Nació en Stridone, en la Dalmacia, alrededor de 347; murió en Belén el 30 de septiembre de 420. Está mucho más vinculado a nuestra vida de lo que creen algunos que sólo le conocen a través de algunas afortunadas imágenes que lo representan penitente en el desierto, en el acto de golpearse el pecho con una piedra. Figura entre aquellos —y es uno de los más importantes — que sirvieron de puente entre el antiguo mundo clásico y el mundo nuevo, nacido de la inserción del Cristianismo en la Historia, y a él se debe la traducción latina de la Sagrada Escritura que ha pasado a la historia con el sobrenombre de Vulgata (v. Biblia) y que se ha convertido, por definición del Concilio de Trento, en el único texto que tiene autoridad para la Iglesia entre las versiones latinas. Después de la primera educación, que recibió en su ciudad natal, este hijo de noble y rica familia pasó a Roma, y allí tuvo como maestros a Elio Donato y quizá también a Victorino, que nutrieron su espíritu de amor por el mundo clásico, amor que se mantuvo siempre vivo en él incluso en la soledad del desierto, a donde llevó su riquísima biblioteca y donde en sueños oyó el reproche de no ser cristiano, sino ciceroniano.
De Roma pasó, no se sabe por qué, a Tréveris, y de allí a Aquilea, donde vivió, durante un breve período de tiempo, una vida ideal con un grupo de jóvenes —Heliodoro, Valeriano, Bonoso, Rufino, Inocencio y Crisógono — dedicado al estudio y a la búsqueda de la perfección. En 372 ó 373 se disolvió el grupo, y J. se retiró primero a Stridone; pero después, impulsado por penas familiares y por incompatibilidad con el ambiente, decidió marchar a Oriente. Su meta había de ser Jerusalén; pero hubo de detenerse en Antioquía, donde se perfeccionó en el conocimiento del griego, y, habiendo conocido al eremita Maleo, resolvió retirarse al desierto de Cálcida. Allí comenzó el estudio del hebreo para comprender mejor las Sagradas Escrituras. Dos años después, aproximadamente, turbada, también la tranquilidad del desierto por el cisma de Antioquía, San J. lo abandonó, refugiándose junto a Gregorio Nacianceno, Gregorio Niceno, Anfiloquio y Apolinar, y mediante estos contactos, se ensanchan sus perspectivas, profundiza el conocimiento del griego y el estudio de las Escrituras, llega a apreciar a Orígenes, del que traduce algunas Homilías (v.), traduce y continúa la Crónica (v.) de Eusebio y hasta proyecta escribir una historia de su tiempo.

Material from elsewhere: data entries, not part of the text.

PR #130, opened 2020-01-14
Scale process noise covariance

efernandez:
This scales the process noise covariance pose by the norm of the current
state velocity.

A new parameter `velocity_norm_min` is added, that prevents the process
noise scaling from setting the pose components to zero or a very small
value that could lead to NaN or a rank deficient Jacobian in the problem
solved, due to an ill-condition covariance for the process noise.

### DIFF
--- a/fuse_models/include/fuse_models/parameters/odometry_2d_publisher_params.h
+++ b/fuse_models/include/fuse_models/parameters/odometry_2d_publisher_params.h
@@ -91,6 +91,9 @@ public:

En 382 marcha a Roma con Epifanio y Paulino de Antioquía, y allí se establece aun después de la marcha de sus dos amigos, que parten en la primavera de 383. El papa Dámaso le otorga su confianza y J. trabaja para él, prosigue y desarrolla el estudio de la escritura, y difunde, especialmente en el ambiente femenino, el ideal de la vida monástica. Su trabajo y la autoridad de que goza le suscitan enemigos, y sus Epístolas (v.) constituyen testimonios palpables de las dificultades entre las que se debate. Muerto Dámaso en 384, J. no puede soportar la lucha que se lleva contra él y abandona Roma para siempre: es el año 385. Le siguen Paula y su hija Eustaquia; después de una visita a Egipto, establece su residencia en Belén, donde Paula funda monasterios femeninos y J. la casa de los monjes. Se dedica allí a la gran obra de versión del hebreo de los Libros Santos — la Vulgata —, en la que pone a contribución su profundo conocimiento de las Escrituras, compone los Comentarios bíblicos (v.) y redacta obras de introducción al estudio de las mismas Escrituras. En su aislamiento de Belén, no pierde contacto con el mundo occidental que había abandonado, como atestigua su correspondencia.
Participa, con el ardor de su fogoso temperamento, en la polémica antiorigenista, rompiendo por ella su amistad con Rufino (v. Escritos polémicos), y en toda batalla que se produce en defensa de la verdad. De este modo, en el ejercicio de la ascesis y del estudio, que tienen como fruto la variedad de sus obras, en el ejercicio de la caridad que practica materialmente en el hospicio anexo al monasterio, y en la lucha que lleva contra los enemigos de la fe, pasa treinta años fecundos; y concluye su larga existencia mereciendo el título de Doctor de la Iglesia.